**Activity**
Determine how many lines in the entries below hold "routes". Respond with that number only.

[Materials provided — start]

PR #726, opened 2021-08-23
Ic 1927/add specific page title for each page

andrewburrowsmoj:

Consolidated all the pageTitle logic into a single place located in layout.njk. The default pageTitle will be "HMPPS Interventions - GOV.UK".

[Materials provided — finish]
[Materials provided — start]

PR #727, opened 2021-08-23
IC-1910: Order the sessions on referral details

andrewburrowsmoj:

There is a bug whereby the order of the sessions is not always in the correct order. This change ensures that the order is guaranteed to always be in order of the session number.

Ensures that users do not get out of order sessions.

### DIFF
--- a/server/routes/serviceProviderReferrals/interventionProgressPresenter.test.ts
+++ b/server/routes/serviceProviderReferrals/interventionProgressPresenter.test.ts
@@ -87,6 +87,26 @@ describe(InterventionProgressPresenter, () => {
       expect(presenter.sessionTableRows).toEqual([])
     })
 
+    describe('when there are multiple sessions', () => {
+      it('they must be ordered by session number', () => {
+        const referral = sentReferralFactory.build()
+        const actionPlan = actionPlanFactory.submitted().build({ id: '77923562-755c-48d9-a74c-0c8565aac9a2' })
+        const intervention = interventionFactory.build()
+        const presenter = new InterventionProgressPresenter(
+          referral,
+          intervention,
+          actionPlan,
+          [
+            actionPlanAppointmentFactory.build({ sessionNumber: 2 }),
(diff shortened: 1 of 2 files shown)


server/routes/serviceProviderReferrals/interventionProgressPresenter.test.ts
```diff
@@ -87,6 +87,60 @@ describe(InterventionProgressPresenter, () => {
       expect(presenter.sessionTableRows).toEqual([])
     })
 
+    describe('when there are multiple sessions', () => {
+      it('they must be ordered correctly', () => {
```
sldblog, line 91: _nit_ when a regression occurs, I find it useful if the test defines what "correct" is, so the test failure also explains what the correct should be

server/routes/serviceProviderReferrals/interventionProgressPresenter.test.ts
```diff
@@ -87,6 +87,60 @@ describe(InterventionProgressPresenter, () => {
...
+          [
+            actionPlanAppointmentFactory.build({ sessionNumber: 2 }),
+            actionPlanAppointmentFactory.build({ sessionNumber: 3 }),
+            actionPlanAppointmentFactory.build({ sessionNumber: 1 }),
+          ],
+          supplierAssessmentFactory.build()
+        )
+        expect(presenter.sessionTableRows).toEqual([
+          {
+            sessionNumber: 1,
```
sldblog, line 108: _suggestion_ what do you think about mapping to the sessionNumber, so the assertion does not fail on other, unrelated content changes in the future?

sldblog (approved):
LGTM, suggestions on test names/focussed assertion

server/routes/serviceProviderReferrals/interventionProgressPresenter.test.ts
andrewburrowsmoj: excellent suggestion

[Materials provided — finish]
[Materials provided — start]

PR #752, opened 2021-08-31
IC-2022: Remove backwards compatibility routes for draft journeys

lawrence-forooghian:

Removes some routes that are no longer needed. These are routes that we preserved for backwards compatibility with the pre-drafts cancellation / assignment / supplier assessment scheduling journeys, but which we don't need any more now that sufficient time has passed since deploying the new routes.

[Materials provided — finish]

**Finished task**
7